→ **WORK REQUIRED**
As soon as the line containing "- only some" appears in the material below, start returning lines exactly, and end with the line containing "- using a single".

---------------

Issue #1718, opened 2021-01-17
Difference between aircraftCommandMap and aircraftCommandDefinitions


JonasCir:
#### Issue Description
While writing tests for `aircraftCommandMap.js` and `aircraftCommandDefinitions.js`, I noticed that both files are not in sync.

1. `transmit` is a system command, but has no parser or validators associated.
2. `debug` has a parser and a validator, but not entry in the command map
3. ` has its own parser and validator (see [here](https://github.com/openscope/openscope/blob/develop/src/assets/scripts/client/commands/aircraftCommand/aircraftCommandDefinitions.js#L138)) but I think this should be an alias for something
4. `sayRoute` is a command, but has no parser or validator associated.
5. There are a couple of commands where I'm not sure that the command handlers are implemented: `airport`, `debug`, `auto`, `clear`, `transmit`, `tutorial`.

### How to resolve this
Bring the two files in sync. Remove or add entries.

JonasCir:
Ok to get the discussion started:

1. Remove `transmit`
2. Remove `debug`
3. move ` to its associated command as alias (not certain which one it is)
4. add `zeroArgumentsValidator` and `noop` parser to `sayRoute`
5. PARSED_COMMAND_NAME is switched to run the code of `airport`,  `auto`, `clear`, `transmit`, `tutorial` etc. This is inconsistent and I think we should use `functionName` as we do normally, but I will address this later in time

What do you think @erikquinn ? :)

erikquinn:
1. I think there may be something special with that one, but can't remember off the top of my head. @n8rzz?
2. Provided it's not used, that's fine
3. Just remove it... used to be the old way to move data blocks (before scope commands existed)
4. yeap!
5. Also defer to @n8rzz, I don't remember how that all worked in detail, and haven't really done any work on this area.

n8rzz:
I'm interested to see what you come up with here.  `transmit` and `debug` are _likely_ holdovers from the original implementation and were things kept in place to reduce the amount of change when we rebuilt the command parser.

You have fresh eyes and are able to look at the current state of things and ask why.  Please keep doing that.  If it looks like it doesn't belong, it might not.

erikquinn:
I agree. As a general sentiment, if you can make things make more sense, go for it. :)

JonasCir:
Alright, thank you for the feedback, will do :)

PR #1738, opened 2021-01-29
feature/21 - Command search and autocomplete with argument validation

### LINKED ISSUE #21: Command Reference

cake-pie:
Resolves #21

The purpose of this pull request is to add a feature for command search and autocomplete with argument validation.

Status is still draft, but should deploy as a workable demo

Things to note / try playing with:
- use `tab` to activate -- it is the standard key for autocomplete in many command line contexts.
- key for toggling between aircraft mode and scope mode has been changed to ```` ` ````, which is reminiscent of [toggling console in PC games](https://en.wikipedia.org/wiki/Console_(computer_games)) (#1718 confirms that the key is freed up)
- depending on where cursor/selection is within command input upon activation, some contents of command input may be ingested into autocomplete as initial input, and will be replaced upon autocomplete commit.
- will intelligently figure out if it should be trying to search/autocomplete system commands or aircraft commands
- supports searching e.g. "skip" will suggest `pd`, check `altkeys` in json file for more
- command suggestions can also be clicked


cake-pie:
:rocket: Deployment is up and working as expected, keen for folks to take it for a spin!

cake-pie:
@erikquinn @n8rzz any feedback on this?

n8rzz (commented):
Thanks for the ping.  I hadn't looked cause this is still listed as a draft PR.

The code here looks pretty good. One general thing I'll call out: Try to avoid specificity in the css selectors.  Something like `#autocomplete-suggests td.autocomplete-command-suggestion` could expressed as simply `.autocomplete-command-suggestion`.

I'll have some style tweaks for you a bit later. I'm going to need a little bit of time to write those up, as I"m just starting my work day at the moment. Probably tonight, but ping me if it gets to be a day or two.

cake-pie:
@n8rzz I was more concerned about whether the *behavior* is in line with what was requested / expected -- wanted some indication that things are on the right track before investing into clean up and polish.

But hey, if you're set to dive right into code review, I'll take it.

> Try to avoid specificity in the css selectors.

Yeah, now that you mention it, some of that may be too defensive.
Kind of a knee jerk reaction from having to troubleshoot problems related to [other `.active` class](https://github.com/openscope/openscope/pull/1738/commits/ed6077bfeefa7671be1ae1284efd06abe9f0be52) not being specific enough.

> need a little bit of time to write those up,

no problem, tia!

erikquinn:
@cake-pie This is so wild! Very impressive stuff!

I see no issues with the functionality that I'd want to change. If I could be so bold to ask though, would it be feasible to get it to bring up the argument portion when a command is entered _without_ using the autocomplete? For example, "how do I format holds again?"... `AAL123 hold `, then press tab, and it would show you this portion:

image

I think _that_ may even be the most valuable use case. Even without it though, this is worth a lot, so thanks a lot for your work on it 😄

n8rzz:
Sorry for the delay on this.  Here are those style feedback items I was talking about earlier this week:

Screen Shot 2021-02-20 at 5 43 20 PM

1. update `.autocomplete-legend` padding to `10px 0`
2a. update `.autocomplete-popup` padding to `0 5px`
2b. I'm curious, why did you go with `table` here and not `flex` `space-between`?
3a. update `.autocomplete-input` to have a `width` of `100%`
3.b I'd love to also see a `label` element here is `.u-isVisuallyHidden` attached to it.  But since accessibility hasn't really been a thing, I'll be fine without it.

cake-pie:
> would it be feasible to get it to bring up the argument portion when a command is entered _without_ using the autocomplete?

There are a couple of problematic aspects with this request -- design decisions at play here, explained further below. (Worth documenting for future reference.)

I'll look into alleviating your use case by other methods, no promises though.

---

### What gets ingested from command input into autocomplete?

> For example, "how do I format holds again?"... `AAL123 hold `, then press tab

This already doesn't work the way you thought it would, because you have a space after `hold`.

Consider that a user might be chaining commands. It's entirely possible the user has typed `AAL123 hold `&nbsp;with the intent of "default hold at current position" and wants to chain an additional instruction after that, but forgot the command and needs to look it up.

Therefore `AAL123 hold `&nbsp;+ `tab` will result in autocomplete activating with empty initial input for a new command, with the intent of appending the resulting autocompleted command after `AAL123 hold `.

Whereas `AAL123 hold` + `tab` (no space!) will cause the autocomplete to ingest `hold` and then replace it with the full autocompleted result; this is the correct starting point for what you actually want.

Keep in mind that there are also other use cases beyond just 'append at the end of the pre-existing command input string'.

Perhaps a user has typed `AAL123 hold expect 22R` and then changes their mind and wants to add arguments to `hold` but needs help with the exact argument format?

In general, when the autocomplete is activated using `tab`, the command input element might either have *any* portion of its input string selected (defined by left and right boundary), or have a cursor (= a zero-length selection) at *any* position within its input string.

Need to be flexible enough to handle any of those situations in a sensible way, while supporting a variety of use cases.
This involves a bit of consideration re: given a cursor/selection positioning, what use case does it map to?

For simplicity, I've chosen to simply treat the command input string simply as tokens separated by whitespace. No parsing or inspection of the tokens will occur, that's a rabbit hole I don't want to go down. Instead, I will simply consider only the positioning of cursor/selection relative to tokens.

The designed behavior for input ingestion can then be described as follows:
- if any input is ingested, it will be replaced by the eventual output
- a cursor not touching any token
  - autocomplete input initially empty
  - `command arg arg` inserted at cursor position
- a cursor on the right edge of a token `foo bar| baz` 
  - `bar` ingested as initial input of autocomplete
  - becomes `foo command arg arg baz`
- a cursor in the middle of a token `foo ba|r baz`
  - `bar` ingested as initial input of autocomplete
  - becomes `foo command arg arg baz`
- a cursor on the left edge of a token `foo |bar bar`
  - will *not* ingest the token `bar`, autocomplete input initially empty
  - becomes `foo command arg arg bar baz`
  - this facilitates insertion of an additional command
- a selection with left/right boundary in the middle of a token will grow to encompass the whole token
  - `foo |ba|r baz`, `foo b|a|r baz`, `foo b|ar| baz` all result in
    - `bar` ingested as initial input of autocomplete
    - becomes `foo command arg arg baz`
- selections do not grow to encompass additional tokens that they merely touch but do not intersect
  - `foo| ba|r baz`, `foo| bar |baz`, `foo b|ar |baz` all result in
    - `bar` ingested as initial input of autocomplete
    - becomes `foo command arg arg baz`

---

### Skipping command suggestion+selection step and proceed straight to argument validation step

Keep in mind that the command suggestion+selection step is not merely a pure autocomplete (i.e. user input is strictly a prefix of a valid command) but also provides for lookup by alternative search terms, in case the user has forgotten the exact phraseology.

From your perspective, `hold` is an exact match for a command, so you want to skip straight to argument validation.
However, it's also possible that `AAL123 hold` + `tab` might be a user who has an arrival aircraft on short final, wondering "how do I make a departure aircraft taxi to the runway but _**hold short**_ of it?"

Given that some words may be very common in atc phraseology (e.g. `clear`) there will inevitably be the occasional collision where a command or alias also happens to be match for alternative search terms for a different command. Therefore I am hesitant to put in a hard skip, it might surprise/confuse users who were looking for something else.

---

I'm thinking that instead of exactly what you've requested, it might be possible to instead make it such that when in the command suggestion step, when the input is an exact match for a command, to pre-highlight that suggestion entry without having to use the up/down arrow keys or click it with the mouse.

i.e. currently, `AAL123 hold` + `tab` shows two suggestions, with neither highlighted. Instead see if we can make it show the two suggestions, with the option for `hold` already highlighted. It would then take only one more keypress (`tab` again) to go to the argument format guide+validation.

Does that seem like a reasonable compromise?

cake-pie:
> style feedback

Oh, you meant css style, I thought you were referring to code conventions.

> 1. update `.autocomplete-legend` padding to `10px 0`
> 2a. update `.autocomplete-popup` padding to `0 5px`

I see what you are going for, but will do it in a different way than suggested.
(Reason: it is a conscious design decision to have the text in left column of suggestions align exactly with the input below.)

> 2b. I'm curious, why did you go with `table` here and not `flex` `space-between`?

huh? not sure I understand; flex is for layout in one dimension.
I have multiple rows, columns should line up, and columns should size to fit widest content

> 3a. update `.autocomplete-input` to have a `width` of `100%`

It is intentionally not 100%.
I am aware that longer command input underneath it peeks out on the right and will deal with that by other means. (part of intended visual polish)

cake-pie:
> Try to avoid specificity in the css selectors. Something like `#autocomplete-suggests td.autocomplete-command-suggestion` could expressed as simply `.autocomplete-command-suggestion`.

I'd forgotten since it's been a couple weeks since I originally worked on this -- appears that it does have to be this verbose in order to properly override `padding` defined for `#autocomplete-suggests td`

erikquinn:
> I'm thinking that instead of exactly what you've requested, it might be possible to instead make it such that when in the command suggestion step, when the input is an exact match for a command, to pre-highlight that suggestion entry without having to use the up/down arrow keys or click it with the mouse.
>
> i.e. currently, AAL123 hold + tab shows two suggestions, with neither highlighted. Instead see if we can make it show the two suggestions, with the option for hold already highlighted. It would then take only one more keypress (tab again) to go to the argument format guide+validation.
>
> Does that seem like a reasonable compromise?

Absolutely, `AAL123 hold`, tab, tab and you see the parameters is a good solution to the use case. And I agree, only with a perfect match to the command's full name or any of its aliases. So `AAL123 c` tab would also preselect `climb`.

erikquinn (commented):
Defer to @n8rzz.

Only other thing that would be great is to honor an `Enter` at any time during the process. having to tab back _out_ of the autocomplete is not a behavior people would be likely to assume is necessary once they've gotten what they need out of it. Hitting enter should exit the autocomplete and send the command as-is.

Just advise if you wanted to do this now (if not, it can be a later/never thing), and I'll just wait to hear back from Nate on if he is satisfied with the adjustments you made.

cake-pie:
Not to forget other loose ends:

### Todo:
- recommend additional scrutiny of `candidate` and `validate` regexes in [commandAutocompleteConfig.json](https://github.com/openscope/openscope/blob/feature/21/assets/autocomplete/commandAutocompleteConfig.json)
  - role of regexes is described [here](https://github.com/openscope/openscope/blob/feature/21/assets/autocomplete/commandAutocompleteConfig.schema.json#L95-L102). string is `trim()`ed before tested against regex.
  - inviting extra eyeballs from @JonasCir (doing parsing refactor) and @OlaRune (hold args changes)
- [ ] update `commands.md` documentation
- [ ] changelog entry

Re: changelog, we might want to highlight that the key to toggle between transmit/scope command entry has been changed.
Wishful thinking perhaps, but it *might* help to *slightly* reduce the number of surprised users. @erikquinn?

```
#21 - Use backquote (`) to toggle between entering aircraft commands and scope commands
#21 - Add command search and autocomplete with argument validation
```

If a separate atomic issue+PR is required, cherry pick 11a5631572e6576fbcac552ca7c803d7fad9556b

---

> `Enter` at any time during the process / once they've gotten what they need out of it

A user who is using the autocomplete to lookup the keyword + required parameters for a particular command presumably intends to issue that command. They can do so by continuing to input a valid set of arguments for the command while in the autocomplete, and then with one keypress commit the full command+args into the main command input, with the assurance that it is valid (in "shape", not necessarily in value).

If I understand correctly you are asking for one keypress to skip out of the autocomplete UI without having completed the argument validation process, i.e. while there is no green indicator on any combination of params. I guess this would then dump the command together with whatever empty/partial arguments into the command input, and user will still have to finish up typing the full command+args -- potentially making mistakes while doing so -- before transmitting it.

Sounds like simply reversing the order of steps required with no savings in effort, while losing guarantee of validity.
Not sure it's worth implementing additional machinery to support this.

Maybe I'm just not understanding the use case?


> exit the autocomplete and send the command as-is.

Even with valid command+args in the autocomplete, it cannot be assumed that a user necessarily wants to immediately 'transmit' once they exit the autocomplete UI; it is perfectly valid to continue chaining additional commands.

OlaRune:
>   * inviting extra eyeballs from @JonasCir (doing parsing refactor) and @OlaRune (hold args changes)

I haven't looked at the above, but I will.

> #21 - Use backquote (`) to toggle between entering aircraft commands and scope commands

Hmm, regarding this I think it would be good to think a little about different keyboard layouts. I guess your intention is for this to be the key above Tab, but that's not true for many other keyboard layouts. On a Swedish keyboard that character is a bit of an effort to type since it will be shift-"key left of backspace". 
E3B2D344-B8E1-45D0-847C-987247F2C935

I suggest either finding a way to bind it to the specific key instead of the character (maybe that's how it works, then this can be disregarded and explained in the docs instead), or bind it to multiple characters (for example both ` and §, and perhaps another for german keyboards etc.).

cake-pie:
> different keyboard layouts [...] intention is for this to be the key above Tab

We use [`KeyboardEvent.code`](https://developer.mozilla.org/en-US/docs/Web/API/KeyboardEvent/code) on [browsers that support it](https://caniuse.com/mdn-api_keyboardevent_code):

https://github.com/openscope/openscope/blob/3ea9e5aa29ad3ca94ad885a6e1a62d9a9023838e/src/assets/scripts/client/InputController.js#L497-L502

This should represent the physical position of the key above `Tab` and below `Esc` regardless of keyboard layout

JonasCir:
> inviting extra eyeballs from @JonasCir (doing parsing refactor)

Thank you for that @cake-pie :) I think I can take a look today or tomorrow. Thank you for you awesome work :rocket:

OlaRune:
> > different keyboard layouts [...] intention is for this to be the key above Tab
> 
> We use [`KeyboardEvent.code`](https://developer.mozilla.org/en-US/docs/Web/API/KeyboardEvent/code) on [browsers that support it](https://caniuse.com/mdn-api_keyboardevent_code):
> 
> https://github.com/openscope/openscope/blob/3ea9e5aa29ad3ca94ad885a6e1a62d9a9023838e/src/assets/scripts/client/InputController.js#L497-L502
> 
> This should represent the physical position of the key above `Tab` and below `Esc` regardless of keyboard layout

Perfect! No worries then, just clarify in the docs which key it is so people with other keyboards understand.

erikquinn:
> A user who is using the autocomplete to lookup the keyword + required parameters for a particular command presumably intends to issue that command. They can do so by continuing to input a valid set of arguments for the command while in the autocomplete, and then with one keypress commit the full command+args into the main command input, with the assurance that it is valid (in "shape", not necessarily in value).
>
> If I understand correctly you are asking for one keypress to skip out of the autocomplete UI without having completed the argument validation process, i.e. while there is no green indicator on any combination of params. I guess this would then dump the command together with whatever empty/partial arguments into the command input, and user will still have to finish up typing the full command+args -- potentially making mistakes while doing so -- before transmitting it.

I'm saying the user should be able to press enter while still in the autocomplete to execute the command. Currently, you have to use tab to _exit_ the autocomplete before pressing enter has any effect. Instead, once you have a green indication, you should be able to press enter and have it commit that content to the command bar and send the command.

And also, just to confirm, `commandAutocompleteConfig.json` is automatically generated, right?

erikquinn:
In other words...

> Even with valid command+args in the autocomplete, it cannot be assumed that a user necessarily wants to immediately 'transmit' once they exit the autocomplete UI; it is perfectly valid to continue chaining additional commands.

...yes, it can and should be assumed that they want to immediately transmit the command. There is no need to contextualize the use of the enter key based on what is happening in the command bar. If enter is pressed, command is sent. Use tab to play with autocomplete. Super straightforward. :)

cake-pie:
> Instead, once you have a green indication, you should be able to press enter and have it commit that content to the command bar and send the command.

Ah, I completely misunderstood. You want `enter` while in the autocomplete to serve as shortcut for commit+transmit.

> And also, just to confirm, `commandAutocompleteConfig.json` is automatically generated, right?

No, it's handcrafted, and warrants extra checking -- particularly the more complex regexes such as for `star`, `route` and `reroute`. And then there's `hold` which gets *extra grody* because of the multiple optional args that can appear in any order.

JonasCir:
So I took a brief look (I will look at the details tomorrow):

> key for toggling between aircraft mode and scope mode has been changed to `, which is reminiscent of toggling console in PC games (#1718 confirms that the key is freed up)

This is unfortunately not true, see [here](https://github.com/openscope/openscope/blob/develop/src/assets/scripts/client/commands/aircraftCommand/aircraftCommandMap.js#L122) :crying_cat_face: 

My second point is that I plan to unify the [commandDefinitions](https://github.com/openscope/openscope/blob/develop/src/assets/scripts/client/commands/aircraftCommand/aircraftCommandDefinitions.js) and [commandMap](https://github.com/openscope/openscope/blob/develop/src/assets/scripts/client/commands/aircraftCommand/aircraftCommandMap.js) into **one** file such that there is a single source of truth for the commands in this project. `assets/autocomplete/commandAutocompleteConfig.json` duplicates a lot of information that is already present (and should got into this single file).

I'm super impressed by the regex you came up with! I also thought about doing the parsing with regex, if we manage to put everything into one place, I think I might be able to reuse them and significantly cut down the parsing code in size!

erikquinn:
@JonasCir the linked reference to the moveDataBlock command is only an old reference which displays a message telling you the command has moved to the scope commands, accessible via tab. The command can simply be removed, and there is no conflict. Good callout though as we should remove the old command altogether now.

JonasCir:
@erikquinn ok cool will remove it tomorrow then! :)
https://github.com/openscope/openscope/pull/1792
 @cake-pie my draft PR is not properly cleaned up, but just to make clear what I meant about earlier about merging all the different files...

cake-pie:
@JonasCir:

> single source of truth for the commands in this project.

A worthy goal.

> duplicates a lot of information that is already present (and should got into this single file).

Pre-existing command parsing code was unable to meet the needs of this feature, which is why I had to cook up the autocomplete config json.

Here are some things to keep in mind for any future refactor to integrate the data together.

Autocomplete requirements (vs capabilities of existing command parser):
- ability to have different annotation for different (groups of) aliases for the same command
  - implemented as `variants` which may have different `altkeys` and different `explain` wording or bolded shortcuts
  - see `altitude`, `heading`, `speed` for prime examples, but also `takeoff`, `taxi`, `cancelhold`...
  - parser doesn't care, it just [redirects all aliases to the primary command](https://github.com/openscope/openscope/blob/2883859c35fa97cee21fe5c9fb24d8fcf5fed4cb/src/assets/scripts/client/commands/aircraftCommand/aircraftCommandMap.js#L238-L240)
- ability to have different annotation for different valid combinations of arguments
  - implemented as `paramsets`
  - most commonly explains default behavior of command with single optional argument
  - `heading` (turn) is an example of more complex behaviors requiring different `explain` wording
  - parser doesn't care about this
- ability to validate parameters for each `paramsets` _**separately**_, each `paramsets` has its own `validate` regex
compared to command parser:
  - only some of the commands have their own argument validator in `argumentValidators.js`
  - using a single validator for all possible combinations of arguments, e.g. [heading/turn](https://github.com/openscope/openscope/blob/2883859c35fa97cee21fe5c9fb24d8fcf5fed4cb/src/assets/scripts/client/commands/parsers/argumentValidators.js#L233)
  - many commands just use `singleArgumentValidator`, `zeroOrOneArgumentValidator` etc, only checking number of args
- ability to screen partially typed argument strings for potential (in)validity
  - validity indicator turns red when `candidate` regex no longer matches
  - command parser only cares about complete commands

Some of these requirements lean more towards a "documentation" than "implementation" side of things, so I hesitate to "contaminate" the parser code with it. Also I wasn't really keen to dive into the innards of the parser code, so ultimately I just did what was needed to get the feature off the ground just for a start.

>  if we manage to put everything into one place, [...] significantly cut down the parsing code in size!

Given that the autocomplete requirements are a superset of what basic command parsing needs, it's likely possible to refactor the parser to be driven by the same spec, yes.

> I also thought about doing the parsing with regex, [...] I think I might be able to reuse them

Having built this, I'd suggest that maybe regex isn't the best choice after all.

I'd started off checking viability of the approach by writing regexes for args like runways, and used `cross` as a pilot test for optional arguments in any order. All seemed well at first, but by the time I got to `hold`, `route` and the like it'd become a real struggle vs the limitations of regexes.

Having said that, if the regexes do work correctly then there's nothing to preclude reuse.
You might notice that `validate` regexes even have capturing groups in place already.

cake-pie:
This should make some of the complex regexes a bit less gnarly and easier to comprehend

cake-pie:
Still awaiting review before finalizing with necessary documentation updates and changelog entry.

erikquinn:
If you're awaiting review, _request_ a review. We filter by "review requested", so if you don't re-request it, your LRs will get missed.

Re-requested for you now.

erikquinn (changes requested):
One quick thing I saw just now was the runway regex must be expecting at least 2 digits, but this is not always the case-- many places (including the US) exclude the leading 0. This would affect taxi and ils commands.

image

n8rzz (approved):

cake-pie:
> _request_ a review

Thought I already did earlier, maybe something didn't work the way I expected, my bad.

> exclude the leading 0

Easy fix, will do, probably over the weekend.

erikquinn:
@cake-pie if you get a chance, would love to get this one in for the upcoming release, so ideally by Friday the 28th if able :)

erikquinn:
🎉 🎉 🎉 🎉 🎉 🎉 🎉 🎉 🎉 🎉 🎉 🎉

---------------

→ **SOLUTION TO THIS PROBLEM**
  - only some of the commands have their own argument validator in `argumentValidators.js`
  - using a single validator for all possible combinations of arguments, e.g. [heading/turn](https://github.com/openscope/openscope/blob/2883859c35fa97cee21fe5c9fb24d8fcf5fed4cb/src/assets/scripts/client/commands/parsers/argumentValidators.js#L233)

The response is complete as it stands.